= Beginning of Section =

PR #379, opened 2017-03-22
Specify packager info `x-via` property in ethpm manifest

gnidan:
For example, `"truffle v3.1.9"`

Include packager information in manifest when publishing to ethpm.

Additionally, make ethpm tests conform better to the extant requirements of the package lib, including using `ropsten` network name, and include test for publishing.


gnidan:
CI currently failing because this PR is dependent on https://github.com/ethpm/ethpm-js/pull/1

= End of Section =

TASK DETAILS: Transcribe the full listing exactly, keeping every word as it is.

SOLUTION TO THIS EXERCISE:
PR #379, opened 2017-03-22
Specify packager info `x-via` property in ethpm manifest

gnidan:
For example, `"truffle v3.1.9"`

Include packager information in manifest when publishing to ethpm.

Additionally, make ethpm tests conform better to the extant requirements of the package lib, including using `ropsten` network name, and include test for publishing.


gnidan:
CI currently failing because this PR is dependent on https://github.com/ethpm/ethpm-js/pull/1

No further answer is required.